▸ Task goal: What lines of the data below hold the string "adapter"? Copy each one.

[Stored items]
PR #247, opened 2026-08-11
[Feature] DRAFT/DO NOT MERGE - Add a daily adapter refresh cron

evijit:
## What this does

Runs each source adapter once a day and sends its records to that adapter's own
pull request on [`EEE_datastore`](https://huggingface.co/datasets/evaleval/EEE_datastore).

Closes the cron ticket. Design notes live in
[`every_eval_ever/cron/README.md`](every_eval_ever/cron/README.md).

**This is a structural change and a new subsystem, so it belongs in the
"needs a human" lane** — I'm opening it as the concrete proposal to react to, not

▸ Answer to this task:
[Feature] DRAFT/DO NOT MERGE - Add a daily adapter refresh cron
Runs each source adapter once a day and sends its records to that adapter's own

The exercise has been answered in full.